The answer is to be an exact copy of the lines below running from the line with "PR #66, opened 2026-06-07" down to the line with "- A **right-side, contextual**", both ends included, and nothing more.
-------- Data extract
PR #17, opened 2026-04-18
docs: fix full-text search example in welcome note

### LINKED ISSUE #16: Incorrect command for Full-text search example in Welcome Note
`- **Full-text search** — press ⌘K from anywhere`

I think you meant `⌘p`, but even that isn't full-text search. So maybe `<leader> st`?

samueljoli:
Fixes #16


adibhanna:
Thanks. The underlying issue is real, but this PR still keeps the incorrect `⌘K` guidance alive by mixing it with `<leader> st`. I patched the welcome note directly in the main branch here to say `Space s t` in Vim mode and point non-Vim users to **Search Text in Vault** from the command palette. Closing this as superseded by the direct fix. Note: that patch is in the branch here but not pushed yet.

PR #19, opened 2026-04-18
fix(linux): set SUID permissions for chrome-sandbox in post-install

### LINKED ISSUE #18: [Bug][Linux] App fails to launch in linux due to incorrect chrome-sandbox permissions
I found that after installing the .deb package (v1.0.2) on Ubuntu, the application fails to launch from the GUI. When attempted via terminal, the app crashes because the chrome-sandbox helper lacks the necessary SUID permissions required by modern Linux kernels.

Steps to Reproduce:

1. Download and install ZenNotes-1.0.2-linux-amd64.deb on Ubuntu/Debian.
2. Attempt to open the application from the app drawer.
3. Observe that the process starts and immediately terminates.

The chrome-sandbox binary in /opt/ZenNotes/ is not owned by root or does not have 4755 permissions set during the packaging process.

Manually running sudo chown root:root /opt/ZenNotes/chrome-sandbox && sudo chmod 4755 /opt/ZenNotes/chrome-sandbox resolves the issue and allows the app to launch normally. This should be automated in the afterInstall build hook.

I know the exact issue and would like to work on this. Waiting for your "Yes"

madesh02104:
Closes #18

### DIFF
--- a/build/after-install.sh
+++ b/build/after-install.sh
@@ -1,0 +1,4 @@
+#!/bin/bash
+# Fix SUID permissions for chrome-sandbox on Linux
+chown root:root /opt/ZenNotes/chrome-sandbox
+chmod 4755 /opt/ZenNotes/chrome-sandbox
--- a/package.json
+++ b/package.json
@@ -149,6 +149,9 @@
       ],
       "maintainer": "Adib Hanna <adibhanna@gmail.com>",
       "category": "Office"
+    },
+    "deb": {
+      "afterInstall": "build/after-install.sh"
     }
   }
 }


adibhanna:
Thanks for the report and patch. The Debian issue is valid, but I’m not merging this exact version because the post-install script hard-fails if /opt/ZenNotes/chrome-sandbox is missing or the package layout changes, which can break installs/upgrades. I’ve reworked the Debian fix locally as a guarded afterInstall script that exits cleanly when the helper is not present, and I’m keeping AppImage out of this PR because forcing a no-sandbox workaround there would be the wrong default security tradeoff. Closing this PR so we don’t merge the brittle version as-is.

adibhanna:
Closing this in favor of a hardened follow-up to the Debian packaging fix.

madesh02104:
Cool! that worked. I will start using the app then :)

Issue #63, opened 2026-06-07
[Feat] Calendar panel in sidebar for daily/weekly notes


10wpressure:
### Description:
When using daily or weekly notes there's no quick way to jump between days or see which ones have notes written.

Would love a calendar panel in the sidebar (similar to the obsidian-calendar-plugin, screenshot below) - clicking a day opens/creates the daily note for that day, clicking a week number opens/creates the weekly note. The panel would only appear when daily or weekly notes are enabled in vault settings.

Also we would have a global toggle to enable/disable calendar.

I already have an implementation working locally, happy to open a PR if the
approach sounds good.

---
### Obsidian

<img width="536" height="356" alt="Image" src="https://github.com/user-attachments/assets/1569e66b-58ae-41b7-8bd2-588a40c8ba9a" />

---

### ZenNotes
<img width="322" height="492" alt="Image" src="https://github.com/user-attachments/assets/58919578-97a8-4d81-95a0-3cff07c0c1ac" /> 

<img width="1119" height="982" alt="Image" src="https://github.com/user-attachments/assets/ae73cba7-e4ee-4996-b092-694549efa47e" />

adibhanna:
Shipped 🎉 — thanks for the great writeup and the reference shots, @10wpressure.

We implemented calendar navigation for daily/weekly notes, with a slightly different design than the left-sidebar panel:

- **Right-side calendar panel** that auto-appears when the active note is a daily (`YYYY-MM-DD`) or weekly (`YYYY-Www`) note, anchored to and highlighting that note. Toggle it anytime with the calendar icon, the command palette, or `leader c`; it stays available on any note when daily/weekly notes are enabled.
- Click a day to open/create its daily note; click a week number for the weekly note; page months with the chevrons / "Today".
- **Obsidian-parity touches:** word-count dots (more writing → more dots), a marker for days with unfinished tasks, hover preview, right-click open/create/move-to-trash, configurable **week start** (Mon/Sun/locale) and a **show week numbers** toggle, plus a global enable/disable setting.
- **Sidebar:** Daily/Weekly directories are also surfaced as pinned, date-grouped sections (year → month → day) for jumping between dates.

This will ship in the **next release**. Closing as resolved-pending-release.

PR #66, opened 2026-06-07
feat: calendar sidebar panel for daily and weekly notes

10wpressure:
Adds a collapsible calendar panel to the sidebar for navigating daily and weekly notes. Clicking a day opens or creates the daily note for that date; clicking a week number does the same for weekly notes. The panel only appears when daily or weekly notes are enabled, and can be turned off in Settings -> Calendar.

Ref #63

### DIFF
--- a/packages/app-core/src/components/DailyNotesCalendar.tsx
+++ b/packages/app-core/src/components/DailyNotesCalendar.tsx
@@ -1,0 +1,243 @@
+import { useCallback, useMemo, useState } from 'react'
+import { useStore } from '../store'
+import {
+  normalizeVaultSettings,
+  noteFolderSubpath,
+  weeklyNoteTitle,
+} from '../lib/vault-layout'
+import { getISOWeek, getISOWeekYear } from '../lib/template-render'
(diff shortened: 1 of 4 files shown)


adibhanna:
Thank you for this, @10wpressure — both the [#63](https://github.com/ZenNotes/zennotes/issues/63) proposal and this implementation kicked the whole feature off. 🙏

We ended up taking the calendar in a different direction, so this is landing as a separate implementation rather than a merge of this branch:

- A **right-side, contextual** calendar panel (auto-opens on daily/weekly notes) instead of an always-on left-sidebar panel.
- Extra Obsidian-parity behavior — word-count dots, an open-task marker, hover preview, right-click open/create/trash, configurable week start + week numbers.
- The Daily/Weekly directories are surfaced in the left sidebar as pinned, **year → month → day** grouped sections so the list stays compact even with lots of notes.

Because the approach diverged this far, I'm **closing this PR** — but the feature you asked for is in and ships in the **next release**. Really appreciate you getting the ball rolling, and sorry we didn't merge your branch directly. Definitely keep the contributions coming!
----------------
-------- Data extract
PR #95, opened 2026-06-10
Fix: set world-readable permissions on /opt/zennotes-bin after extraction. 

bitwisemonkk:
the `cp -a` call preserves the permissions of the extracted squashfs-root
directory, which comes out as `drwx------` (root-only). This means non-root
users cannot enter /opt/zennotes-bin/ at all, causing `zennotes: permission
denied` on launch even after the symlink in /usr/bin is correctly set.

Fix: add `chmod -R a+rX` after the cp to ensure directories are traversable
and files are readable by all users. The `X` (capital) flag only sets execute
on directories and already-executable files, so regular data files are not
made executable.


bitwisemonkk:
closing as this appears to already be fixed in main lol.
----------------
-------- Data extract
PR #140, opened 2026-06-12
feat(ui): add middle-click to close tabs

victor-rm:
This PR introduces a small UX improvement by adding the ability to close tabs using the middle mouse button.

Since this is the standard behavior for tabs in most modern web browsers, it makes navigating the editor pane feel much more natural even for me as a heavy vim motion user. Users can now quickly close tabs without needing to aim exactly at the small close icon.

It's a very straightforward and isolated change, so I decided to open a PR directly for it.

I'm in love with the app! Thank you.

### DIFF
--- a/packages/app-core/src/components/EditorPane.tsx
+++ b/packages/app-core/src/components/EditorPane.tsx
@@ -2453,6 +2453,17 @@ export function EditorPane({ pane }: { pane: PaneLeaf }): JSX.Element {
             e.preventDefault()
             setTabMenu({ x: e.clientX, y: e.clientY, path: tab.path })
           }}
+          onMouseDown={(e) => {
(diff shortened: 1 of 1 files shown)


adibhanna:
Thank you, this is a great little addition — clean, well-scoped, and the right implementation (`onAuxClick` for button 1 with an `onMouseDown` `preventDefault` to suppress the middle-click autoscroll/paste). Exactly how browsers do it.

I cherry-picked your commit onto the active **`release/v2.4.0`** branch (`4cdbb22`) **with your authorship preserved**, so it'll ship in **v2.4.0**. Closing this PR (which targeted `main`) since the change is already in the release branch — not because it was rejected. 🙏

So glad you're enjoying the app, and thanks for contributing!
----------------
Response to this exercise:
PR #66, opened 2026-06-07
feat: calendar sidebar panel for daily and weekly notes

10wpressure:
Adds a collapsible calendar panel to the sidebar for navigating daily and weekly notes. Clicking a day opens or creates the daily note for that date; clicking a week number does the same for weekly notes. The panel only appears when daily or weekly notes are enabled, and can be turned off in Settings -> Calendar.

Ref #63

### DIFF
--- a/packages/app-core/src/components/DailyNotesCalendar.tsx
+++ b/packages/app-core/src/components/DailyNotesCalendar.tsx
@@ -1,0 +1,243 @@
+import { useCallback, useMemo, useState } from 'react'
+import { useStore } from '../store'
+import {
+  normalizeVaultSettings,
+  noteFolderSubpath,
+  weeklyNoteTitle,
+} from '../lib/vault-layout'
+import { getISOWeek, getISOWeekYear } from '../lib/template-render'
(diff shortened: 1 of 4 files shown)


adibhanna:
Thank you for this, @10wpressure — both the [#63](https://github.com/ZenNotes/zennotes/issues/63) proposal and this implementation kicked the whole feature off. 🙏

We ended up taking the calendar in a different direction, so this is landing as a separate implementation rather than a merge of this branch:

- A **right-side, contextual** calendar panel (auto-opens on daily/weekly notes) instead of an always-on left-sidebar panel.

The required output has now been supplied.